Вдоволь проблуждав в дебрях неведомого – мир, действие, завтрашний день, – молодые буржуазные интеллигенты возвращались, как мухи на патоку, к литературе. В этом для них был просвет. Здесь они копались в сахаре и объедках. Каждый имел свой любимый уголок в компотнице и, наевшись до отвала, превозносил его. Верон был сюрреалистом. Шевалье преклонялся перед Валери. Сент-Люс «открыл» Пруста, Кокто и Жироду. Бушар-Золя и Горького, Марк-Толстого и Ибсена... Марк отставал. Но те" кто подтрунивал над ним по этому поводу, были бы поставлены в большое затруднение, если бы им предложили подвергнуть критике его выбор: Толстого и Ибсена они знали только по именам. В те годы юные мореплаватели делали свои открытия легко: для них все было Америкой. Рюш только что преспокойно «открыла» Стендаля и берегла его для себя. Маленькая «оса» не любила делиться своим медом. Бэт не «открыла» ничего, но охотно все принимала из чужих уст: весь сахар и все пряности. Правда, ее иной раз поташнивало, но она была обжора, она смело глотала все.
Наступал момент, когда у них появлялся приторный вкус во рту. Они замолкали, вялые, пресыщенные, с трудом пережевывая, страдая умственной отрыжкой, глядя друг на друга тяжелым, бессмысленным взглядом.
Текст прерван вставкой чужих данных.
PR #1011, opened 2019-11-22
Default to enableing progress updates from E2E plugin

### LINKED ISSUE #992: Utilize progress updates with E2E plugin after v1.17+
https://github.com/kubernetes/kubernetes/pull/84524 merged meaning that after v1.17 is released we can routinely get progress updates as a run is in flight.

That ticket shows how to accomplish this (we just need to provide a default value for the E2E_EXTRA_ARGS) but we should also accompany this with a blog post to show off the new feature. It has been a big ask for a long time (I'll create another ticket for the blogpost)

I think this is the first time that the plugin definition will be based partially on the cluster version. There may be a bit of thinking required to find the most reasonable place to insert the tiny bit of code needed.

johnSchnake:
As of v1.17 the Kubernetes E2E test image will support progress
updates if the URL is specified.

Fixes #992 

Do the following to test:

```
$ go install && sonobuoy run --kube-conformance-image-version=v1.17.0-beta.2
```

It doesn't matter that your cluster may not be that version, since we are targeting that version of the image it will work. Likewise, you can do `sonobuoy gen` with that same option to see the YAML as well.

Тем не менее они готовы были провести так всю ночь, вяло сидя за столом в девичьей комнате, которую они в течение стольких часов отравляли сигарным дымом, своим дыханием, хвоей пустотой. Они сидели бы здесь всю ночь, потому что изнемогали, потому что были не способны сделать малейшее усилие. Они были привинчены к стульям вечным ожиданием того, что не приходило, и тайным опасением, что им так и придется разойтись, ничего не дождавшись. Именно такие минуты Рюш и выбирала для того, чтобы напомнить, что она здесь хозяйка. Она поднимала подбородок и твердо заявляла:
– Довольно! Я имею право жить! Вы у меня съели весь воздух. Я открываю дверь и окна... Звери, спать!
И решительным движением руки, длинной и худой, как у женщин кваттроченто, она выпроваживала их на лестницу.